Genome Wide-scale CRISPR-Cas9 Knockout Screens Identify a Fitness Score for Optimized Risk Stratification in Colorectal Cancer

Overview

Journal J Transl Med

Publisher Biomed Central

Specialties Biomedical Engineering
General Medicine

Date 2024 Jun 10

PMID 38858785

Authors

Xiangchou Yang

Jieyu Liu

Shuaibin Wang

Wail Hussein Ahmed Al-Ameer

Jingting Ji

Jiaqi Cao

Hassan Mansour S Dhaen

Ying Lin

Yangyang Zhou

Chenguo Zheng

Affiliations

Soon will be listed here.

Abstract

Background: The molecular complexity of colorectal cancer poses a significant challenge to the clinical implementation of accurate risk stratification. There is still an urgent need to find better biomarkers to enhance established risk stratification and guide risk-adapted treatment decisions.

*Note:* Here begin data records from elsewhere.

PR #1758, opened 2023-02-20
E2e/feature/ri 4070 onboarding wb ft index

nmammadli:


tests/e2e/tests/regression/browser/onboarding.e2e.ts
```diff
@@ -29,9 +39,16 @@ fixture `Onboarding new user tests`
...
     })
     .afterEach(async() => {
+        await cliPage.sendCommandInCli(`DEL ${indexName}`);
         await deleteDatabase(ossStandaloneConfig.databaseName);
     });
-test
+// https://redislabs.atlassian.net/browse/RI-4070, https://redislabs.atlassian.net/browse/RI-4067
+test.before(async() => {
+    await acceptTermsAddDatabaseOrConnectToRedisStack(ossStandaloneConfig, ossStandaloneConfig.databaseName);
+    await cliPage.sendCommandInCli('flushdb'); // to delete all indexes in order not to fail FT.INFO ${indexName}
```
vlad-dargel, line 48: flushdb deletes not only indexes but all keys in db as well
if we add parallelization in future it wil break all tests

to delete all indexes you can use
FT._LIST + FT.DROPINDEX

vlad-dargel: or you can ask Artem to create and add docker container with a new database without keys and indexes (but with plugins) for such tests

tests/e2e/tests/regression/browser/onboarding.e2e.ts
```diff
@@ -88,6 +112,7 @@ test
         // verify onboarding step completed successfully
         await onBoardActions.verifyOnboardingCompleted();
     });
+// https://redislabs.atlassian.net/browse/RI-4070
```
vlad-dargel, line 115: wrong link here
should be https://redislabs.atlassian.net/browse/RI-4067

tests/e2e/helpers/conf.ts
```diff
@@ -19,6 +19,14 @@ export const ossStandaloneConfig = {
     databasePassword: process.env.OSS_STANDALONE_PASSWORD
 };
 
+export const ossStandaloneConfig2 = {
+    host: process.env.OSS_STANDALONE_HOST || 'oss-standalone-2',
+    port: process.env.OSS_STANDALONE_PORT || '6379',
+    databaseName: `${process.env.OSS_STANDALONE_DATABASE_NAME || 'test_standalone'}-${uniqueId}`,
```
vlad-dargel, line 25: the same name as for ossStandaloneConfig
please rename to 'test_standalone_empty'}-${uniqueId}`

tests/e2e/helpers/conf.ts
```diff
@@ -19,6 +19,14 @@ export const ossStandaloneConfig = {
     databasePassword: process.env.OSS_STANDALONE_PASSWORD
 };
 
+export const ossStandaloneConfig2 = {
```
vlad-dargel, line 22: It would be better to name it as ossStandaloneConfigEmpty or something like that

vlad-dargel (approved):

PR #1781, opened 2023-02-26
[RI-3726] Profile Plugin - Add support for leftoff RediSearch expressions

GnaneshKunal:
- Remove edge target marker
- Add support for LEXRANGE, IDS, NOT, OPTION, EXACT, FUZZY, WILDCARD, and PREFIX expressions (All of the expressions' parsing is based on RediSearch's latest source code) - https://github.com/RediSearch/RediSearch/blob/master/src/query.c
- Parse Vector Expressions
- Parse tag identifiers with numbers
- Properly skip backslash if exsits (multiple backslash appears)
- Parse identifiers with pipe character
- Make TAG expressions be parsed via expand expression parser since it might contain children
- Remove support for FT.PROFILE on cluster
- Add max-cap zoom

### DIFF
--- a/redisinsight/ui/src/packages/ri-explain/src/Explain.tsx
+++ b/redisinsight/ui/src/packages/ri-explain/src/Explain.tsx
@@ -82,6 +82,7 @@ export default function Explain(props: IExplain): JSX.Element {
       let [cluster, entityInfo] = ParseProfileCluster(info)
       cluster['Coordinator'].forEach((kv: [string, string]) => profilingTime[kv[0]] = kv[1])
       data = entityInfo
+      return <div className="responseFail">Visualization of FT.PROFILE on cluster is not yet supported.</div>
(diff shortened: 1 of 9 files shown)


redisinsight/ui/src/packages/ri-explain/src/Explain.tsx
```diff
@@ -72,6 +73,18 @@ export default function Explain(props: IExplain): JSX.Element {
 
   const module = ModuleType.Search
 
+  const [parsedRedisReply, setParsedRedisReply] = useState('')
+
+  useEffect(() => {
+    if (command == 'ft.profile') {
```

Methods: we systematically analyzed cancer dependencies of 17 colorectal cancer cells and 513 other cancer cells based on genome-scale CRISPR-Cas9 knockout screens to identify colorectal cancer-specific fitness genes. A regression model was built using colorectal cancer-specific fitness genes, which was validated in other three independent cohorts. 30 published gene expression signatures were also retrieved.

Findings: We defined a total of 1828 genes that were colorectal cancer-specific fitness genes and identified a 22 colorectal cancer-specific fitness gene (CFG22) score. A high CFG22 score represented unfavorable recurrence and mortality rates, which was validated in three independent cohorts. Combined with age, and TNM stage, the CFG22 model can provide guidance for the prognosis of colorectal cancer patients. Analysis of genomic abnormalities and infiltrating immune cells in the CFG22 risk stratification revealed molecular pathological difference between the subgroups. Besides, drug analysis found that CFG22 high patients were more sensitive to clofibrate.

Interpretation: The CFG22 model provided a powerful auxiliary prediction tool for identifying colorectal cancer patients with high recurrence risk and poor prognosis, optimizing precise treatment and improving clinical efficacy.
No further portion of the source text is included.